■ WORK INSTRUCTION ■
Below are the records; retype each one exactly.

■ PROVIDED RECORDS ■

PR #55, opened 2022-10-26
Fixes 244: Hide package verification

Andrewgdewar:
It may be a while before image builder supports metadata verification.  This disables the option in the UI.


Andrewgdewar:
This is now redundant, control of this feature will now be done through feature flags.

PR #57, opened 2022-10-28
Fixes 251: Add feature flag support

Andrewgdewar:
This adds support for "unleash" feature flags. 

To turn feature flags on and off go [here](https://insights-stage.unleash.devshift.net/projects/default).

The toggleable feature flag added for this PR is content-sources.hide-package-verification. 

The expected behaviour is as follows, open the add/edit modals and type something into the gpg-key field. 

While Enabled, the "Use GPG key for" input group should be invisible:
Screen Shot 2022-10-28 at 1 42 08 PM

While Disabled, the above field should be present in both modals.

**Note**: A refresh may be needed after toggling flags to ensure that fresh data has been pulled (I currently don't know what console dot has set the [refresh interval](https://docs.getunleash.io/sdks/proxy-react#initialization) to in the configuration of this service).

Additional Information:  An overview of the necessary changes for this PR can be found [here](http://front-end-docs-insights.apps.ocp4.prod.psi.redhat.com/feature-flags) and [here](http://front-end-docs-insights.apps.ocp4.prod.psi.redhat.com/feature-flags/managing-feature-flags).


jlsherrill:
https://issues.redhat.com/browse/HMSCONTENT-239

src/middleware/AppContext.tsx
```diff
@@ -0,0 +1,16 @@
...
+import { useFlag } from '@unleash/proxy-client-react';
+
+export interface AppContextInterface {
+  packageVerification: boolean;
+}
+
+export const AppContext = createContext({} as AppContextInterface);
+
+export const ContextProvider = ({ children }: { children: ReactNode }) => {
+  const packageVerification = useFlag('content-sources.package-verification') || false;
```
jlsherrill, line 11: would it make sense to turn this on by default?   what happens in ephemeral (i wouldn't want it to default to false i don't think)?

src/components/ContentListTable/components/AddContent/AddContent.tsx
```diff
@@ -272,6 +276,7 @@ const AddContent = ({ isLoading }: Props) => {
           ({ name, label }) => url.includes(name) || url.includes(label),
         )?.label;
         if (newVersion) versions = [newVersion];
+        if (isEmpty(versions)) versions = ['any'];
```
Andrewgdewar, line 279: This fixes a rare bug where the UI sends an empty string instead of "any" or ["any"] for arch/version. 
I know the API corrects this, but thought it better practice to enforce from ui as well.

jlsherrill (approved):

jlsherrill:
I think this is supposed to be associated with https://issues.redhat.com/browse/HMSCONTENT-251 and not 239?

PR #60, opened 2022-11-08
Refs 231: add /settings route

jlsherrill:
so that we can use the settings navigation


jlsherrill:
this adds a second route, which we will use in the navigation.  We could look at removing the first route, but i wanted to do this incrementally and not break all tests

jlsherrill:

Andrewgdewar (approved):
Much route, ACK!

jlsherrill:
https://issues.redhat.com/browse/HMS-363

PR #86, opened 2021-01-12
Add a ManifestSize function to the Image interface

yaelharel:
The function returns the size of the image manifest.
If a manifest doesn't exist, it returns 0.

Signed-off-by: Yael Harel <yharel@vmware.com>

### DIFF
--- a/fakes/image.go
+++ b/fakes/image.go
@@ -57,6 +57,7 @@ type Image struct {
 	layerDir      string
 	workingDir    string
 	savedNames    map[string]bool
+	manifestSize  int64
 }
 
 func (i *Image) CreatedAt() (time.Time, error) {
@@ -410,4 +411,12 @@ func (i *Image) SavedNames() []string {
 	}
 
 	return names
+}
+
+func (i *Image) SetManifestSize(size int64) {
+	i.manifestSize = size
+}
+
+func (i *Image) ManifestSize() (int64, error) {
+	return i.manifestSize, nil
 }
--- a/image.go
+++ b/image.go
@@ -59,6 +59,8 @@ type Image interface {
 	OS() (string, error)
 	OSVersion() (string, error)
 	Architecture() (string, error)
+	// ManifestSize returns the size of the manifest. If a manifest doesn't exist, it returns 0.
+	ManifestSize() (int64, error)
 }
 
 type Identifier fmt.Stringer
--- a/local/local.go
+++ b/local/local.go
@@ -482,6 +482,10 @@ func (i *Image) Delete() error {
 	return err
 }
 
+func (i *Image) ManifestSize() (int64, error) {
+	return 0, nil
+}
+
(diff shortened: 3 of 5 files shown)


fakes/image.go
```diff
@@ -411,3 +412,11 @@ func (i *Image) SavedNames() []string {
 
 	return names
 }
+
+func (i *Image) SetManifestSize(size int64) {
+	i.manifestSize = size
+}
```
natalieparellano, line 418: Why would this be needed?

yaelharel: To test it in `lifecycle`.
I'll make a PR there soon.

yaelharel: Please see https://github.com/buildpacks/lifecycle/pull/498

yaelharel: I'm going to mark this conversation as resolved. Please reopen it if it's still unclear.

local/local.go
```diff
@@ -482,6 +482,10 @@ func (i *Image) Delete() error {
 	return err
 }
 
+func (i *Image) ManifestSize() (int64, error) {
+	return 0, nil
```
micahyoung, line 486: I'm not sure if manifest size is important for `local` but it does look like a manifest is generated elsewhere in the file, which you could potentially extract to a shared function and do a `len` on the return: https://github.com/buildpacks/imgutil/blob/ae3e2fcd82781e7c6aba7bc25f3e111467e44e11/local/local.go#L432-L438

yaelharel: This is interesting.
According to https://github.com/buildpacks/spec/issues/169:
```This field will not apply to the -daemon case, b/c no manifest has been generated.```
Let me know if you still think we should change the `ManifestSize` implementation.

Comment (micahyoung) [reply local/local.go:486]: Yeah, that makes sense. I missed the RFC the first time around. Any `local` manifest size would be hypothetical anyways so `0` feels fine.

File: image.go [hunk 3]
```diff
@@ -59,6 +59,8 @@ type Image interface {
 	OS() (string, error)
 	OSVersion() (string, error)
 	Architecture() (string, error)
+	// Size returns the size of the manifest. If a manifest doesn't exist, it returns 0.
```
natalieparellano, line 62:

■ ANSWER FOR THIS EXERCISE ■
PR #55, opened 2022-10-26
Fixes 244: Hide package verification

Andrewgdewar:
It may be a while before image builder supports metadata verification.  This disables the option in the UI.


Andrewgdewar:
This is now redundant, control of this feature will now be done through feature flags.

PR #57, opened 2022-10-28
Fixes 251: Add feature flag support

Andrewgdewar:
This adds support for "unleash" feature flags. 

To turn feature flags on and off go [here](https://insights-stage.unleash.devshift.net/projects/default).

The toggleable feature flag added for this PR is content-sources.hide-package-verification. 

The expected behaviour is as follows, open the add/edit modals and type something into the gpg-key field. 

While Enabled, the "Use GPG key for" input group should be invisible:
Screen Shot 2022-10-28 at 1 42 08 PM

While Disabled, the above field should be present in both modals.

**Note**: A refresh may be needed after toggling flags to ensure that fresh data has been pulled (I currently don't know what console dot has set the [refresh interval](https://docs.getunleash.io/sdks/proxy-react#initialization) to in the configuration of this service).

Additional Information:  An overview of the necessary changes for this PR can be found [here](http://front-end-docs-insights.apps.ocp4.prod.psi.redhat.com/feature-flags) and [here](http://front-end-docs-insights.apps.ocp4.prod.psi.redhat.com/feature-flags/managing-feature-flags).


jlsherrill:
https://issues.redhat.com/browse/HMSCONTENT-239

src/middleware/AppContext.tsx
```diff
@@ -0,0 +1,16 @@
...
+import { useFlag } from '@unleash/proxy-client-react';
+
+export interface AppContextInterface {
+  packageVerification: boolean;
+}
+
+export const AppContext = createContext({} as AppContextInterface);
+
+export const ContextProvider = ({ children }: { children: ReactNode }) => {
+  const packageVerification = useFlag('content-sources.package-verification') || false;
```
jlsherrill, line 11: would it make sense to turn this on by default?   what happens in ephemeral (i wouldn't want it to default to false i don't think)?

src/components/ContentListTable/components/AddContent/AddContent.tsx
```diff
@@ -272,6 +276,7 @@ const AddContent = ({ isLoading }: Props) => {
           ({ name, label }) => url.includes(name) || url.includes(label),
         )?.label;
         if (newVersion) versions = [newVersion];
+        if (isEmpty(versions)) versions = ['any'];
```
Andrewgdewar, line 279: This fixes a rare bug where the UI sends an empty string instead of "any" or ["any"] for arch/version. 
I know the API corrects this, but thought it better practice to enforce from ui as well.

jlsherrill (approved):

jlsherrill:
I think this is supposed to be associated with https://issues.redhat.com/browse/HMSCONTENT-251 and not 239?

PR #60, opened 2022-11-08
Refs 231: add /settings route

jlsherrill:
so that we can use the settings navigation


jlsherrill:
this adds a second route, which we will use in the navigation.  We could look at removing the first route, but i wanted to do this incrementally and not break all tests

jlsherrill:

Andrewgdewar (approved):
Much route, ACK!

jlsherrill:
https://issues.redhat.com/browse/HMS-363

PR #86, opened 2021-01-12
Add a ManifestSize function to the Image interface

yaelharel:
The function returns the size of the image manifest.
If a manifest doesn't exist, it returns 0.

Signed-off-by: Yael Harel <yharel@vmware.com>

### DIFF
--- a/fakes/image.go
+++ b/fakes/image.go
@@ -57,6 +57,7 @@ type Image struct {
 	layerDir      string
 	workingDir    string
 	savedNames    map[string]bool
+	manifestSize  int64
 }
 
 func (i *Image) CreatedAt() (time.Time, error) {
@@ -410,4 +411,12 @@ func (i *Image) SavedNames() []string {
 	}
 
 	return names
+}
+
+func (i *Image) SetManifestSize(size int64) {
+	i.manifestSize = size
+}
+
+func (i *Image) ManifestSize() (int64, error) {
+	return i.manifestSize, nil
 }
--- a/image.go
+++ b/image.go
@@ -59,6 +59,8 @@ type Image interface {
 	OS() (string, error)
 	OSVersion() (string, error)
 	Architecture() (string, error)
+	// ManifestSize returns the size of the manifest. If a manifest doesn't exist, it returns 0.
+	ManifestSize() (int64, error)
 }
 
 type Identifier fmt.Stringer
--- a/local/local.go
+++ b/local/local.go
@@ -482,6 +482,10 @@ func (i *Image) Delete() error {
 	return err
 }
 
+func (i *Image) ManifestSize() (int64, error) {
+	return 0, nil
+}
+
(diff shortened: 3 of 5 files shown)


fakes/image.go
```diff
@@ -411,3 +412,11 @@ func (i *Image) SavedNames() []string {
 
 	return names
 }
+
+func (i *Image) SetManifestSize(size int64) {
+	i.manifestSize = size
+}
```
natalieparellano, line 418: Why would this be needed?

yaelharel: To test it in `lifecycle`.
I'll make a PR there soon.

yaelharel: Please see https://github.com/buildpacks/lifecycle/pull/498

yaelharel: I'm going to mark this conversation as resolved. Please reopen it if it's still unclear.

local/local.go
```diff
@@ -482,6 +482,10 @@ func (i *Image) Delete() error {
 	return err
 }
 
+func (i *Image) ManifestSize() (int64, error) {
+	return 0, nil
```
micahyoung, line 486: I'm not sure if manifest size is important for `local` but it does look like a manifest is generated elsewhere in the file, which you could potentially extract to a shared function and do a `len` on the return: https://github.com/buildpacks/imgutil/blob/ae3e2fcd82781e7c6aba7bc25f3e111467e44e11/local/local.go#L432-L438

yaelharel: This is interesting.
According to https://github.com/buildpacks/spec/issues/169:
```This field will not apply to the -daemon case, b/c no manifest has been generated.```
Let me know if you still think we should change the `ManifestSize` implementation.

Comment (micahyoung) [reply local/local.go:486]: Yeah, that makes sense. I missed the RFC the first time around. Any `local` manifest size would be hypothetical anyways so `0` feels fine.

File: image.go [hunk 3]
```diff
@@ -59,6 +59,8 @@ type Image interface {
 	OS() (string, error)
 	OSVersion() (string, error)
 	Architecture() (string, error)
+	// Size returns the size of the manifest. If a manifest doesn't exist, it returns 0.
```
natalieparellano, line 62:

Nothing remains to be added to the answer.